You'll need the shock leader to have something to grab when you have the fish close to shore. I've fished without them but I would use a longer leader. Keeps them from whipping your mainline. You probably wouldn't have any problem with a 6 footer. You can get cable at lowes and Home Depot. Have them cut it to whatever length you need. I use 12' 3/32. Good luck.


----------



## amarcafina (Aug 24, 2008)

Over kill


----------



## hookemup (Nov 1, 2010)

What's overkill?


----------



## lowprofile (Jan 6, 2013)

its only overkill for those who have never caught a big shark off the beach. you don't need weed eater for the top leader but you do need heavy 400lb + mono.


----------



## Ugly 1 (Feb 8, 2013)

lowprofile said:


> its only overkill for those who have never caught a big shark off the beach. you don't need weed eater for the top leader but you do need heavy 400lb + mono.

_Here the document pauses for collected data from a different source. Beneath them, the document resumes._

PR #583, opened 2026-03-31
Add security/privacy questionnaire for focus-without-user-activation

ffiori:
Add a Security and Privacy questionnaire that serves as self review from the [W3C questionnaire](https://www.w3.org/TR/security-privacy-questionnaire/#questions) that is required for the ChromeStatus security review in order to start an Origin Trial.


security-privacy-questionnaire-focus-without-user-activation
```diff
@@ -0,0 +1,91 @@
...
+
+Not beyond existing web focus behavior. The feature controls whether web content may programmatically move focus in certain embedding scenarios, it does not add new control over the user agent's native UI surfaces.
+
+### 2.13 What temporary identifiers do the features in this specification create or expose to the web?
+
+None.
+
+### 2.14 How does this specification distinguish between behavior in first-party and third-party contexts?
+
+This feature is specifically designed for embedding scenarios and can restrict programmatic focus in cross-origin iframes unless the policy delegates that capability. In other words, it gives embedders control over whether third-party embedded content can move focus away from the embedding context.
```
dandclark: It can restrict it in same-origin frames too, right? Should this just read "can restrict programmatic focus in iframes"?

dandclark: Maybe this should say something like how the policy uses existing permission policy syntax to control whether programmatic focus should be enabled in first party content, third party content, or both.

dandclark (approved):

security-privacy-questionnaire-focus-without-user-activation
ffiori: Thanks for the suggestion, just updated the wording so it's more clear.

dandclark (approved):

ffiori:
Thank you @dandclark for the review.
@clelland could you PTAL?

smilly-boy (approved):
#584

 ANd as I have found out the hard way even the 400 gets bit in half once in a while. Call me LP lets go catch some jacks for bait!!! UGLY


----------



## lowprofile (Jan 6, 2013)

PM me. i might be able to go tomorrow. let me know what they are hitting.


----------



## NoMoSurf (Oct 2, 2007)

lowprofile said:


> its only overkill for those who have never caught a big shark off the beach. you don't need weed eater for the top leader but you do need heavy 400lb + mono.


Not being a [email protected]... Really? I have always used a Penn 114 with 85lb braid mainline with about 50yd topshot of 80lb mono and then a 6-8ft steel leader. Am I doing this wrong? Never been cut off before... But never hooked a big nasty one either.


----------



## hookemup (Nov 1, 2010)

Depends what your targeting nomo. The rig your using works. I go big but not overkill. People like to say stuff on here but don't know what there are talking about or don't target what the post is about. They just want to put in there 2 cents and it doesn't make me believe that they know what there are talking about. If you want to catch a big one you have to have big gear starting with your rod and reel. A big shark is likely to swallow a short leader with the bait.


----------